Talansky suggests making employee wellbeing part of the discussion with existing donors: “We were just talking to a funder the other day who has largely shifted to giving entirely [to improve worker wellbeing], and also to actively encouraging nonprofits to use that money to support worker wellbeing.”

“We have a culture of [presenting only] good news in the sector, and this is not the moment to do that.”

Adapting to a Hostile Economic and Political Landscape

As the one-year mark since Donald Trump’s reelection approaches, there are indications that some nonprofits, funders, and philanthropies are adapting to the new political reality.

In its survey, Bonterra found that majorities of nonprofits were responding by seeking private foundation grants (60 percent), informing donors of increased needs (60 percent), advocating at all levels of government (56 percent), and strengthening community partnerships (55 percent).
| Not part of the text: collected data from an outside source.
PR #67, opened 2020-11-17
check diagram consistency also when reactive capability curve is not defined

marcochiaramello:


rosiereflo (approved):

sources/Algo/src/Algo.cpp
```diff
@@ -105,10 +105,21 @@ GeneratorDefinitionAlgorithm::operator()(const NodePtr& node) {
 
 bool
 GeneratorDefinitionAlgorithm::isDiagramValid(const inputs::Generator& generator) {
-  //If there are no points, the diagram will be constructed from the pmin, pmax, qmin and qmax values
+  //If there are no points, the diagram will be constructed from the pmin, pmax, qmin and qmax values.
+  //We check the validity of pmin,pmax and qmin,qmax values
   if (generator.points.empty()) {
+    if (generator.pmin == generator.pmax) {
```
lecourtoisflo, line 111: don't perform equality test on double: use DYN::doubleEquals

lecourtoisflo (changes requested):

sources/Algo/src/Algo.cpp
marcochiaramello: done, thanks

lecourtoisflo (approved):

PR #7, opened 2019-11-10
do not stop ctrl-c in cargo-bpf load

mockersf:


alessandrod:
Thanks for the patch!

We do want to handle SIGINT tho. If we don't, the process will just be aborted and we'll potentially leave XDP programs installed.

alessandrod:
I have implemented what I think is the correct behaviour here: https://github.com/alessandrod/redbpf/commit/4ad11eb208b7a0dcd78d8933d376fd3a7a89f22e

rsdy:
If we just allow cargo-bpf to be killed, then we need to manually unload the XDP programs, which can be quite annoying. Thanks, but I won't merge this. Enjoy to Pi, though :)

PR #14, opened 2019-11-15
Relicense under Apache2 + MIT

rsdy:
Relicense the project under Apache2+MIT shared, to work better with the rest of the Rust ecosystem.

The README explicitly lists all foreign code, and their licenses, and we should stick with this book keeping in the future.

I've added a file called `PREAMBLE` which should be used as the standard preamble for new files.


rahulpowar:
Looks good to me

Some funders also appear to be embracing their roles as counterweights to Trump administration policies and have increased funding for the organizations they support, no questions asked.

“We’ve heard about funders that have just given a flat increase in all of their grant sizes to their grantees, without asking, or sent a renewal check to their grantees without asking for an application,” said Miller.

But, Miller cautioned, such examples do not represent “a sea-change shift across the sector.”

Another potentially positive trend is an increase in corporate giving. Benevity, another software provider for the nonprofit sector, recently reported that 51 percent of corporate giving (also referred to as corporate social responsibility) departments intended to increase their granting budgets in 2025.

At the same time, corporations, as well as large foundations, appear to be more wary of potential political consequences for the causes they support. The Benevity report noted a shift away from BIPOC, climate, and international humanitarian aid, with support for such initiatives dropping by seven to 10 percentage points.

Individuals, on the other hand, appear to be less cowed and some may be more motivated to give in response to problems that have been neglected—or even caused—by the federal government.

Analyzing some of the data from its platform, Bonterra found donations surged during the wildfires in the Los Angeles area last January, with a “99% rate of new donors and an average of over 2,500 new donors per day,” according to its report. During the protests against ICE in LA in June, nonprofits saw a “5,445% spike in new donors and a 1,715% increase in total donation volume compared to regular days,” according to the report.

Still, individual giving is not in itself a long-term solution, Brighton noted.

“We really do need consistent strategic funders in order to sustain those programs over the long term,” he said. “And that’s really where the large donors come into place.”

From Brighton’s perspective, many funders are in fact standing firm: “The majority of the leaders I speak with still have deep conviction about what they were trying to accomplish before the current administration. And they’re just trying to navigate it effectively.”